_Aim of the task_
What lines of the data include the string "createFakeForm"? Copy them all.

_Information provided_
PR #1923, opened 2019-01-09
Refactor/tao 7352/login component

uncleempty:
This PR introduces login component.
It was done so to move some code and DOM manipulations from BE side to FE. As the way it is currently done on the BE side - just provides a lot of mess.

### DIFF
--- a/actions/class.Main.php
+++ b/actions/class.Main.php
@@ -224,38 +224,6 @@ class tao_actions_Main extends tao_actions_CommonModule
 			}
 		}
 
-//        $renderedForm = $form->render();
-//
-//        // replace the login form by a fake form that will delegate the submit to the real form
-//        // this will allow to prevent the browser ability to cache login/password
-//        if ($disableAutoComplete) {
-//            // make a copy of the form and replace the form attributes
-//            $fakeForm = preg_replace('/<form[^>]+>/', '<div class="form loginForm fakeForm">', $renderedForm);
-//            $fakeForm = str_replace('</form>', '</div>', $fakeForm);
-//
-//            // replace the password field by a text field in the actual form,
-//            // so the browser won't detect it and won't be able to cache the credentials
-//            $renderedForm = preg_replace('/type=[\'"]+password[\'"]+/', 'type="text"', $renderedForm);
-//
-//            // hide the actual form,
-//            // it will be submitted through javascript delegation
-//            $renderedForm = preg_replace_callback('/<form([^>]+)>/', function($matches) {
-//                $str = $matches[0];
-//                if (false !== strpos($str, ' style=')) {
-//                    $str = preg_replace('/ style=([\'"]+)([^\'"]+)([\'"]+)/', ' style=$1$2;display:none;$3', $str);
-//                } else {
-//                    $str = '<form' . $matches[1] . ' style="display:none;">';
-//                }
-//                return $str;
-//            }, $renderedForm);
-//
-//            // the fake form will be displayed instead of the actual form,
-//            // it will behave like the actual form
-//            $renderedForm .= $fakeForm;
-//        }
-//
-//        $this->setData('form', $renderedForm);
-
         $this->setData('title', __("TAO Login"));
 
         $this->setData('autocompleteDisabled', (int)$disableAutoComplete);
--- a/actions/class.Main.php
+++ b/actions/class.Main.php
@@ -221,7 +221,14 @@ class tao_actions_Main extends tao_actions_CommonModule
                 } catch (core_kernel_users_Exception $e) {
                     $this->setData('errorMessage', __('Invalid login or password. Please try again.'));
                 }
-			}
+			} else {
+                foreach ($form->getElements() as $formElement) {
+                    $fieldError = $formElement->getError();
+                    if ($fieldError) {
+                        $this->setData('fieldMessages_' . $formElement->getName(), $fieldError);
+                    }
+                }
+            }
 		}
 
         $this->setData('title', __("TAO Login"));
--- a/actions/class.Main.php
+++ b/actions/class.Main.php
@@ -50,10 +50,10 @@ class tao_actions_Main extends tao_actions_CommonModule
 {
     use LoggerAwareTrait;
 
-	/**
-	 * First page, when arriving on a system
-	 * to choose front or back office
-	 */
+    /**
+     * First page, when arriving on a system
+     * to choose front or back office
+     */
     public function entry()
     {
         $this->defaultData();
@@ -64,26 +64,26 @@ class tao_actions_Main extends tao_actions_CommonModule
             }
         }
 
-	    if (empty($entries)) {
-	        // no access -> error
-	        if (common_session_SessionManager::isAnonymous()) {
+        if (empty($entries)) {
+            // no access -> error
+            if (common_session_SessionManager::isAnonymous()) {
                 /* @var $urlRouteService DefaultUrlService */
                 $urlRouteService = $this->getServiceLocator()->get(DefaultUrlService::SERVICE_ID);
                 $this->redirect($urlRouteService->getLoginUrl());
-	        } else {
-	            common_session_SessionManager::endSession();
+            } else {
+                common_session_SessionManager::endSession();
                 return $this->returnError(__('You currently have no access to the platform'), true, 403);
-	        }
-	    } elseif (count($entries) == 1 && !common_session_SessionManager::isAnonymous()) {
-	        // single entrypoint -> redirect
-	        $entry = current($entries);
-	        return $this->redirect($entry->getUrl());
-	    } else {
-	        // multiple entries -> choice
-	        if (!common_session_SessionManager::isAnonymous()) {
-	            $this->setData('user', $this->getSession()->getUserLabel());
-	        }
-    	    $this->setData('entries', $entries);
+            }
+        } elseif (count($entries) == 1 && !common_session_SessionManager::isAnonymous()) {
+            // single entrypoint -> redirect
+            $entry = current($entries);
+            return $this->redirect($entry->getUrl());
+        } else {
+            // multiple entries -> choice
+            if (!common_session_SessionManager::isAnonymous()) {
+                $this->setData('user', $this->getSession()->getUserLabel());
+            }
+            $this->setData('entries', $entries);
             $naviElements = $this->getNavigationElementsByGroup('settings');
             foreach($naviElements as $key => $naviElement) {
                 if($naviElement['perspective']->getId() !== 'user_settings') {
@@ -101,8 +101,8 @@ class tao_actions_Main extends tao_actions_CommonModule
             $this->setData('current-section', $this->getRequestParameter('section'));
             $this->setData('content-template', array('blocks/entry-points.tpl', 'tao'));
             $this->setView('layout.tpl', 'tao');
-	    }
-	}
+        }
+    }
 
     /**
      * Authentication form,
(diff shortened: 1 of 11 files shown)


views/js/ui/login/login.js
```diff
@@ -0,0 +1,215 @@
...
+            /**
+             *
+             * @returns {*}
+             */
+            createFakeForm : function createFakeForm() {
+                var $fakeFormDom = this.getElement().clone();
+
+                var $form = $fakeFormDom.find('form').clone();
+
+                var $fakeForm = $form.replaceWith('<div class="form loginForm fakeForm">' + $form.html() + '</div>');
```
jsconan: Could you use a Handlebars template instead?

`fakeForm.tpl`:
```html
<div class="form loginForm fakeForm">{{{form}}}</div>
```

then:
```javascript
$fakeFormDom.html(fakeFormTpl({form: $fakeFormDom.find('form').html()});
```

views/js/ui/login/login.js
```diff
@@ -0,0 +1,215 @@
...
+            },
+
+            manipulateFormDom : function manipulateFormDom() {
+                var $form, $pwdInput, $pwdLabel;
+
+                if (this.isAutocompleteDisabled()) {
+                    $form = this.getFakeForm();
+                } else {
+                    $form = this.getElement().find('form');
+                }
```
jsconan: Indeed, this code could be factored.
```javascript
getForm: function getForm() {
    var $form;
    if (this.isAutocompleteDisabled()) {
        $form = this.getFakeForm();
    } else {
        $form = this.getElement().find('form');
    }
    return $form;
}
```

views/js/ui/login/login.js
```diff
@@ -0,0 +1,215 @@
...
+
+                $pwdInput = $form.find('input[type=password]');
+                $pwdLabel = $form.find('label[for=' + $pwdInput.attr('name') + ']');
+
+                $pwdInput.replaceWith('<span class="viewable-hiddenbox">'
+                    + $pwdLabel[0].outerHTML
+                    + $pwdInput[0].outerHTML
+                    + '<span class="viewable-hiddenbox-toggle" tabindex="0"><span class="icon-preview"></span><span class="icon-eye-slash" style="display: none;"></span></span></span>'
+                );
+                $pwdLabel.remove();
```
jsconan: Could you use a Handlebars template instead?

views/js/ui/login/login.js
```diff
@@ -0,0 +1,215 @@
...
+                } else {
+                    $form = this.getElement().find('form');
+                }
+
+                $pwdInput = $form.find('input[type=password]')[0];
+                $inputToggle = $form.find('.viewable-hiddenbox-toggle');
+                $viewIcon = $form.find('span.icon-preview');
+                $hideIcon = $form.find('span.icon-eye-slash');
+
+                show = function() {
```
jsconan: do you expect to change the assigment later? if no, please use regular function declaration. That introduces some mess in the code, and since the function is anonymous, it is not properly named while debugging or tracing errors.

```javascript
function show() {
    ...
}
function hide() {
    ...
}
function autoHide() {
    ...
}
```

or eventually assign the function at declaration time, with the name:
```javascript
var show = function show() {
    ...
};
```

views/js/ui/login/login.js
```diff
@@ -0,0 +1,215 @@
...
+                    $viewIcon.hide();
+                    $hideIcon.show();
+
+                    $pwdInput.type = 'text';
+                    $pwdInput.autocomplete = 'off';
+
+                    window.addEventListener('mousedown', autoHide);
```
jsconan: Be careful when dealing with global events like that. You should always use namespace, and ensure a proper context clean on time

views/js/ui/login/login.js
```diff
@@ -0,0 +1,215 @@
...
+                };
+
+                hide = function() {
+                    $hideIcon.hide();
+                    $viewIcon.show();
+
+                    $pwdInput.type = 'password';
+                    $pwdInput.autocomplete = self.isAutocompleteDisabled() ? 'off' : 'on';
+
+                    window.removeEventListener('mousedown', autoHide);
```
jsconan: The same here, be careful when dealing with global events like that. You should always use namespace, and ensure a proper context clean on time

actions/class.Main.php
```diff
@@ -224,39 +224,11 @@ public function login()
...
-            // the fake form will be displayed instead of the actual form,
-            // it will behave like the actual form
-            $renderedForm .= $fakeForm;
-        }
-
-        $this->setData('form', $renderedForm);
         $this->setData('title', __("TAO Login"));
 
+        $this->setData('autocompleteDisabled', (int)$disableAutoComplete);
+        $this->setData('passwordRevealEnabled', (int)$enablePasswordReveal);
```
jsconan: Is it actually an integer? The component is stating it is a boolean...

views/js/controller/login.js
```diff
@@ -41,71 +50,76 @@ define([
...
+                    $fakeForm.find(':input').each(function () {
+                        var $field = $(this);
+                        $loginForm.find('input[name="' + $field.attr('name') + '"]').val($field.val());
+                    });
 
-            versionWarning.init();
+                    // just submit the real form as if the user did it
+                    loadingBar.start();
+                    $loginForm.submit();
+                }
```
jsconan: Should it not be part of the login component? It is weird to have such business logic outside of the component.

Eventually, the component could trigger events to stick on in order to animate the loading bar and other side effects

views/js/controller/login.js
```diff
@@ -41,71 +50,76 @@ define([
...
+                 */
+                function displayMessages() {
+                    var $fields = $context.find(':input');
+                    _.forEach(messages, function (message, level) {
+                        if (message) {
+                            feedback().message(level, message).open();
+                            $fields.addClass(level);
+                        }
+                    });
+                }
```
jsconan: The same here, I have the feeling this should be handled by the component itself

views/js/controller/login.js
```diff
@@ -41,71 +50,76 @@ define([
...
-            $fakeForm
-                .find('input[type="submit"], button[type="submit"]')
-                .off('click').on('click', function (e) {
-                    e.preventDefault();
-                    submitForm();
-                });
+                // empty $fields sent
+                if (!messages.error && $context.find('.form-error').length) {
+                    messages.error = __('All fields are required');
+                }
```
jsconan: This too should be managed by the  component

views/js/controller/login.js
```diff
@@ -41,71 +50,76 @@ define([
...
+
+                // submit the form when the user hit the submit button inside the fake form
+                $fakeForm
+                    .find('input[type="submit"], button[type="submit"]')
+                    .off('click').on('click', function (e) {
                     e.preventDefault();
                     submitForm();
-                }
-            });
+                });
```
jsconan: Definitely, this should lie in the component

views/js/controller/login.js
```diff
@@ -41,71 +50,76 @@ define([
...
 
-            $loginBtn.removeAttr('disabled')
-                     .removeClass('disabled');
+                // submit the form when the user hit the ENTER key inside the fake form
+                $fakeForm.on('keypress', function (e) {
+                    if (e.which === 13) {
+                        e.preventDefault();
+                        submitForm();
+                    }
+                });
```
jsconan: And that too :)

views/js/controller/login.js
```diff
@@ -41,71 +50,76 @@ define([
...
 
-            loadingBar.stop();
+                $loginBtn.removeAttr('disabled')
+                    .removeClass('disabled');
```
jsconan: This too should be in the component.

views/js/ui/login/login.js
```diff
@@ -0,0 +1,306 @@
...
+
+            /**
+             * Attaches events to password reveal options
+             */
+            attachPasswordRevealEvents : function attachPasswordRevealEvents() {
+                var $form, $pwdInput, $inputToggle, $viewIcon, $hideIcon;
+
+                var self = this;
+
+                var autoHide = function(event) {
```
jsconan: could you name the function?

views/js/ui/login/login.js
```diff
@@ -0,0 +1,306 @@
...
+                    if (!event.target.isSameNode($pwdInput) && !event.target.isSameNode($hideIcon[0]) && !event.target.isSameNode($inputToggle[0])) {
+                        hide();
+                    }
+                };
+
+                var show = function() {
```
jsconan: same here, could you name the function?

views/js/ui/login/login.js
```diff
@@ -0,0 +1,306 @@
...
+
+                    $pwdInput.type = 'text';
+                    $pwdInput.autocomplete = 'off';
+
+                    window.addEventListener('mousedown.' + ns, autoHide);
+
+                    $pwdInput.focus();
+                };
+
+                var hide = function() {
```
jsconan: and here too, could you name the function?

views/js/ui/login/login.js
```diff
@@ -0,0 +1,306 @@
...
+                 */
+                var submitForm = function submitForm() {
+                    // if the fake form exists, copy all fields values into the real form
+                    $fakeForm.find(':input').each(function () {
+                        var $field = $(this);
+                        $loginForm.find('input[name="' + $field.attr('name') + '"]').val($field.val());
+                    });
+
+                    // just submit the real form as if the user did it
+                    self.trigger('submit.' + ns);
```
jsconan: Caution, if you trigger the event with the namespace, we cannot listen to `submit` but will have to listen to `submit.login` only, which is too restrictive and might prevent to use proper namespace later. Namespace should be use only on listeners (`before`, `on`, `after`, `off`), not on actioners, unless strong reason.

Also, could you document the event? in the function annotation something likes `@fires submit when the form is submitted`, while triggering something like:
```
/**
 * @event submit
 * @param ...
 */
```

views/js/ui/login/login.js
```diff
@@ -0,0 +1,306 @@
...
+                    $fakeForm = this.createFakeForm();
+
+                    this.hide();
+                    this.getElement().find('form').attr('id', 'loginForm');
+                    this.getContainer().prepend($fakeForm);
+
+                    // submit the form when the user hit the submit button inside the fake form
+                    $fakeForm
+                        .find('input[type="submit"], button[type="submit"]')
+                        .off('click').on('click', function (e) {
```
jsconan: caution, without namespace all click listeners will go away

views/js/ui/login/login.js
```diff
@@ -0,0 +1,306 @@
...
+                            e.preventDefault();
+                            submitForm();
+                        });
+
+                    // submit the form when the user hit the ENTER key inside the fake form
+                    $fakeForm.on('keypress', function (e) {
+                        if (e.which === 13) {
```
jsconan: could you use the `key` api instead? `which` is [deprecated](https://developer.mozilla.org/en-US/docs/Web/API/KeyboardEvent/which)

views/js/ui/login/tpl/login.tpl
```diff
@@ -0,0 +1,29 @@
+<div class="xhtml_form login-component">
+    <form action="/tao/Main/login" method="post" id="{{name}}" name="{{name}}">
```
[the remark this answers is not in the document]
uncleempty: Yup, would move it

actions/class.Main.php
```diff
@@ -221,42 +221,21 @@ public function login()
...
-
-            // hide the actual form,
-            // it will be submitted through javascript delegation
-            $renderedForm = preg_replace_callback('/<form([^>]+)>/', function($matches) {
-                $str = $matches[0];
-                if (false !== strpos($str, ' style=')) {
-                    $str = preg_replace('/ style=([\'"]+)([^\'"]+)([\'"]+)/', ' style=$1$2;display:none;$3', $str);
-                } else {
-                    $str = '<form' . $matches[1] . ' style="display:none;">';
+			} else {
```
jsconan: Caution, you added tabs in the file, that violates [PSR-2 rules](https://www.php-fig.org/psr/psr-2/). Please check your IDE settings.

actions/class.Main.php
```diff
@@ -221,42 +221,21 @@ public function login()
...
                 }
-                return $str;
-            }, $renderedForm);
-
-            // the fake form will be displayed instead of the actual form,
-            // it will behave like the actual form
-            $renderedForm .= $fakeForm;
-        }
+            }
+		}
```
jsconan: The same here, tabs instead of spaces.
---
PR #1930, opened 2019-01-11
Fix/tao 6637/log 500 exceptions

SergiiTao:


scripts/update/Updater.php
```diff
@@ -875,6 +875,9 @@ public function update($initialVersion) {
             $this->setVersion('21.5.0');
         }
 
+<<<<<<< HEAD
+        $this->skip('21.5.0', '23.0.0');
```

_Task answer_
+            createFakeForm : function createFakeForm() {
+                    $fakeForm = this.createFakeForm();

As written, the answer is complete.